→ **YOUR INSTRUCTIONS**:
Could every line of the data be copied out once more, exactly?
--- INFORMATION Enclosed Below ---
PR #48, opened 2023-03-25
Fix leak if fonts are replaced in usage

### LINKED ISSUE #47: Shaper is leaking font data
If I load a font, then shape it, then discard the font it will remain in memory.
For an app that always uses the same font this is not a problem, but if switching data a lot this will grow in memory very fast!

For example, watch this code use 1GB in under a minute:

```go
package main

import (
	"bytes"
	"io/ioutil"
	"time"

	"github.com/go-text/typesetting/di"
	"github.com/go-text/typesetting/font"
	"github.com/go-text/typesetting/shaping"
)

func main() {
	data, _ := ioutil.ReadFile("../../theme/font/NotoSans-Regular.ttf")

	for range time.Tick(time.Millisecond * 100) {
		f, _ := font.ParseTTF(bytes.NewReader(data))

		in := shaping.Input{
			Text:      []rune{' '},
			RunStart:  0,
			RunEnd:    1,
			Direction: di.DirectionLTR,
			Face:      f,
			Size:      14,
		}
		shaper := &shaping.HarfbuzzShaper{}
		_ = shaper.Shape(in) // this line is leaking the font!
	}
}
```

andydotxyz:
Move plan cache to the buffer object so we don't leak if the shaper / font is not needed any more

Fixes #47

### DIFF
--- a/harfbuzz/buffer.go
+++ b/harfbuzz/buffer.go
@@ -105,8 +105,7 @@ type Buffer struct {
 
 	haveOutput bool
 
-	planCache     map[Face][]*shapePlan
-	planCacheLock *sync.Mutex
+	planCache map[Face][]*shapePlan
 }
 
 // NewBuffer allocate a storage with default options.
@@ -116,7 +115,6 @@ func NewBuffer() *Buffer {
 		ClusterLevel:  MonotoneGraphemes,
 		maxOps:        maxOpsDefault,
 		planCache:     map[Face][]*shapePlan{},
-		planCacheLock: &sync.Mutex{},
 	}
 }
 
--- a/harfbuzz/buffer.go
+++ b/harfbuzz/buffer.go
@@ -2,6 +2,7 @@ package harfbuzz
 
 import (
 	"math"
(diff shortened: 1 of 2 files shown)


benoitkugler (changes requested):
This seems fine to me, expect that we should not add a lock since the `Buffer` type is *not* safe for concurrent use anyway.

benoitkugler:
As a side note, I think it could make sense for Fyne to only create one Font object per byte slice, since it is a rather costly operation (like Gioui does).
That would only reduce the leak, not remove it though, so this PR seems still required ;)

andydotxyz:
> As a side note, I think it could make sense for Fyne to only create one Font object per byte slice, since it is a rather costly operation (like Gioui does).

I agree, I thought Fyne basically did the same. The leak was when changing theme at which point we do need to read new font data.

benoitkugler (approved):
Thanks, looks good to me !

whereswaldon (approved):
Makes sense. Thanks!

Issue #49, opened 2023-03-26
Font API : collections, concurrency


benoitkugler:
We should polish our API for font loading : the heavy lifting is already implemented in `opentype/api/font` but some features are missing in the public `font` package.

Firstly, we should export a function to support collections. What do you think of 
```go
ParseTTC(Resource) ([]Face, error)
```
?

On the other hand, concurrent usage of fonts was something @whereswaldon was interested in. It is now possible, but requires to properly split the font usage in two parts : the `*opentype/api/font.Font` which is safe for concurrent use, and the `*font.Face`, which is not. Should we clarify that in the `font` package, for instance by also exporting the `*opentype/api/font.Font` type ?

What do you think overall about font handling ?

whereswaldon:
I'd love support for collections again. That was a feature Gio lost when switching to our shaper.

That signature looks fine to me.

I would like to expose the dual font/face types so that I could build a shared font loading cache across all of Gio's shaper instances, with each shaper building faces for its own use.

One challenge we have in Gio right now is attaching correct metadata to loaded fonts. We currently kinda force users to do it manually for custom fonts that they load. Is there any consistent way to extract that information from the font data itself? The name of the typeface, the style (bold, italic/emphasis), etc...? Or is that somehow inferred by other software (say, web browsers)?

benoitkugler:
> One challenge we have in Gio right now is attaching correct metadata to loaded fonts. We currently kinda force users to do it manually for custom fonts that they load. Is there any consistent way to extract that information from the font data itself? The name of the typeface, the style (bold, italic/emphasis), etc...? Or is that somehow inferred by other software (say, web browsers)?

Yes, there is a way : on linux systems, this is typically done by fontconfig. I've actually written somewhat similar (but simplified) in the [font-scan](https://github.com/go-text/typesetting/blob/font-scan/fontscan/properties.go
) branch.
There are 4 properties available : 

- family name
- weight (bold, ...)
- style (italic, ...)
- stretch (condensed, ...)

This is something I will eventually need as well when using go-text for html rendering, so I can propose a PR to integrate the relevant part in go-text : that would be a in new package `opentype/api/metadata/`

whereswaldon:
I was actually looking at the `font-scan` branch recently because I'm thinking about how to properly do system font loading for Gio in the future. I think the approach definitely has merit.

I'd happily review a new PR for the metadata API. :D In the longer term, we should rebase the font-scan branch and open a PR for that functionality as well.

[...]

PR #51, opened 2023-03-28
Add an API to query font metadata such as family name and style

benoitkugler:
This PR provides a way to query metadata about a font (see also #49)

The changes are large because some code has moved to the `tables` package to avoid duplication.

The various constants are taken from the CSS specifications (also used by other librairies like font-kit).

For now, the API requires a `*loader.Loader`,  meaning the original font file is needed. This is required since the `*font.Font` type does not store all the metadata, it only selects the shaping/glyph related information.

### DIFF
--- a/opentype/api/cmap.go
+++ b/opentype/api/cmap.go
@@ -81,57 +81,37 @@ func ProcessCmap(cmap tables.Cmap) (Cmap, UnicodeVariations, error) {
 	}
 
 	// now find the best cmap, following harfbuzz/src/hb-ot-cmap-table.hh
-	const (
-		PlatformUnicode tables.PlatformID = iota
-		PlatformMac
-		PlatformIso /* deprecated */
-		PlatformMicrosoft
-		PlatformCustom
-		_
-		_
-		PlatformAdobe /* artificial */
-	)
-	const (
-		PEUnicodeDefault     = tables.EncodingID(0)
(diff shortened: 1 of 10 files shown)


whereswaldon (commented):
Only one very minor recommendation about how constants are defined. Otherwise this looks fantastic! Is there a specific reason that you marked it as a draft?

benoitkugler:
> Only one very minor recommendation about how constants are defined. Otherwise this looks fantastic! Is there a specific reason that you marked it as a draft?

Hum no, not really, just because I was not sure about the constants or the `Metadata` signature.

whereswaldon (approved):
This all looks good to me. Thank you very much! Should we offer a way to expose this in `typesetting/font`? Maybe `ParseTTFWithMetadata`? We certainly don't need to, as applications can implement that themselves. It's more a question of what we want to offer out of the box.

benoitkugler:
> This all looks good to me. Thank you very much! Should we offer a way to expose this in `typesetting/font`? Maybe `ParseTTFWithMetadata`? We certainly don't need to, as applications can implement that themselves. It's more a question of what we want to offer out of the box.

We could maybe be a bit conservative here and wait before adding it ? We will probably have other metadata related features in the future.

andydotxyz (approved):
--- End of Enclosed INFORMATION ---
→ **EXERCISE ANSWER**:
PR #48, opened 2023-03-25
Fix leak if fonts are replaced in usage

### LINKED ISSUE #47: Shaper is leaking font data
If I load a font, then shape it, then discard the font it will remain in memory.
For an app that always uses the same font this is not a problem, but if switching data a lot this will grow in memory very fast!

For example, watch this code use 1GB in under a minute:

```go
package main

import (
	"bytes"
	"io/ioutil"
	"time"

	"github.com/go-text/typesetting/di"
	"github.com/go-text/typesetting/font"
	"github.com/go-text/typesetting/shaping"
)

func main() {
	data, _ := ioutil.ReadFile("../../theme/font/NotoSans-Regular.ttf")

	for range time.Tick(time.Millisecond * 100) {
		f, _ := font.ParseTTF(bytes.NewReader(data))

		in := shaping.Input{
			Text:      []rune{' '},
			RunStart:  0,
			RunEnd:    1,
			Direction: di.DirectionLTR,
			Face:      f,
			Size:      14,
		}
		shaper := &shaping.HarfbuzzShaper{}
		_ = shaper.Shape(in) // this line is leaking the font!
	}
}
```

andydotxyz:
Move plan cache to the buffer object so we don't leak if the shaper / font is not needed any more

Fixes #47

### DIFF
--- a/harfbuzz/buffer.go
+++ b/harfbuzz/buffer.go
@@ -105,8 +105,7 @@ type Buffer struct {
 
 	haveOutput bool
 
-	planCache     map[Face][]*shapePlan
-	planCacheLock *sync.Mutex
+	planCache map[Face][]*shapePlan
 }
 
 // NewBuffer allocate a storage with default options.
@@ -116,7 +115,6 @@ func NewBuffer() *Buffer {
 		ClusterLevel:  MonotoneGraphemes,
 		maxOps:        maxOpsDefault,
 		planCache:     map[Face][]*shapePlan{},
-		planCacheLock: &sync.Mutex{},
 	}
 }
 
--- a/harfbuzz/buffer.go
+++ b/harfbuzz/buffer.go
@@ -2,6 +2,7 @@ package harfbuzz
 
 import (
 	"math"
(diff shortened: 1 of 2 files shown)


benoitkugler (changes requested):
This seems fine to me, expect that we should not add a lock since the `Buffer` type is *not* safe for concurrent use anyway.

benoitkugler:
As a side note, I think it could make sense for Fyne to only create one Font object per byte slice, since it is a rather costly operation (like Gioui does).
That would only reduce the leak, not remove it though, so this PR seems still required ;)

andydotxyz:
> As a side note, I think it could make sense for Fyne to only create one Font object per byte slice, since it is a rather costly operation (like Gioui does).

I agree, I thought Fyne basically did the same. The leak was when changing theme at which point we do need to read new font data.

benoitkugler (approved):
Thanks, looks good to me !

whereswaldon (approved):
Makes sense. Thanks!

Issue #49, opened 2023-03-26
Font API : collections, concurrency


benoitkugler:
We should polish our API for font loading : the heavy lifting is already implemented in `opentype/api/font` but some features are missing in the public `font` package.

Firstly, we should export a function to support collections. What do you think of 
```go
ParseTTC(Resource) ([]Face, error)
```
?

On the other hand, concurrent usage of fonts was something @whereswaldon was interested in. It is now possible, but requires to properly split the font usage in two parts : the `*opentype/api/font.Font` which is safe for concurrent use, and the `*font.Face`, which is not. Should we clarify that in the `font` package, for instance by also exporting the `*opentype/api/font.Font` type ?

What do you think overall about font handling ?

whereswaldon:
I'd love support for collections again. That was a feature Gio lost when switching to our shaper.

That signature looks fine to me.

I would like to expose the dual font/face types so that I could build a shared font loading cache across all of Gio's shaper instances, with each shaper building faces for its own use.

One challenge we have in Gio right now is attaching correct metadata to loaded fonts. We currently kinda force users to do it manually for custom fonts that they load. Is there any consistent way to extract that information from the font data itself? The name of the typeface, the style (bold, italic/emphasis), etc...? Or is that somehow inferred by other software (say, web browsers)?

benoitkugler:
> One challenge we have in Gio right now is attaching correct metadata to loaded fonts. We currently kinda force users to do it manually for custom fonts that they load. Is there any consistent way to extract that information from the font data itself? The name of the typeface, the style (bold, italic/emphasis), etc...? Or is that somehow inferred by other software (say, web browsers)?

Yes, there is a way : on linux systems, this is typically done by fontconfig. I've actually written somewhat similar (but simplified) in the [font-scan](https://github.com/go-text/typesetting/blob/font-scan/fontscan/properties.go
) branch.
There are 4 properties available : 

- family name
- weight (bold, ...)
- style (italic, ...)
- stretch (condensed, ...)

This is something I will eventually need as well when using go-text for html rendering, so I can propose a PR to integrate the relevant part in go-text : that would be a in new package `opentype/api/metadata/`

whereswaldon:
I was actually looking at the `font-scan` branch recently because I'm thinking about how to properly do system font loading for Gio in the future. I think the approach definitely has merit.

I'd happily review a new PR for the metadata API. :D In the longer term, we should rebase the font-scan branch and open a PR for that functionality as well.

[...]

PR #51, opened 2023-03-28
Add an API to query font metadata such as family name and style

benoitkugler:
This PR provides a way to query metadata about a font (see also #49)

The changes are large because some code has moved to the `tables` package to avoid duplication.

The various constants are taken from the CSS specifications (also used by other librairies like font-kit).

For now, the API requires a `*loader.Loader`,  meaning the original font file is needed. This is required since the `*font.Font` type does not store all the metadata, it only selects the shaping/glyph related information.

### DIFF
--- a/opentype/api/cmap.go
+++ b/opentype/api/cmap.go
@@ -81,57 +81,37 @@ func ProcessCmap(cmap tables.Cmap) (Cmap, UnicodeVariations, error) {
 	}
 
 	// now find the best cmap, following harfbuzz/src/hb-ot-cmap-table.hh
-	const (
-		PlatformUnicode tables.PlatformID = iota
-		PlatformMac
-		PlatformIso /* deprecated */
-		PlatformMicrosoft
-		PlatformCustom
-		_
-		_
-		PlatformAdobe /* artificial */
-	)
-	const (
-		PEUnicodeDefault     = tables.EncodingID(0)
(diff shortened: 1 of 10 files shown)


whereswaldon (commented):
Only one very minor recommendation about how constants are defined. Otherwise this looks fantastic! Is there a specific reason that you marked it as a draft?

benoitkugler:
> Only one very minor recommendation about how constants are defined. Otherwise this looks fantastic! Is there a specific reason that you marked it as a draft?

Hum no, not really, just because I was not sure about the constants or the `Metadata` signature.

whereswaldon (approved):
This all looks good to me. Thank you very much! Should we offer a way to expose this in `typesetting/font`? Maybe `ParseTTFWithMetadata`? We certainly don't need to, as applications can implement that themselves. It's more a question of what we want to offer out of the box.

benoitkugler:
> This all looks good to me. Thank you very much! Should we offer a way to expose this in `typesetting/font`? Maybe `ParseTTFWithMetadata`? We certainly don't need to, as applications can implement that themselves. It's more a question of what we want to offer out of the box.

We could maybe be a bit conservative here and wait before adding it ? We will probably have other metadata related features in the future.

andydotxyz (approved):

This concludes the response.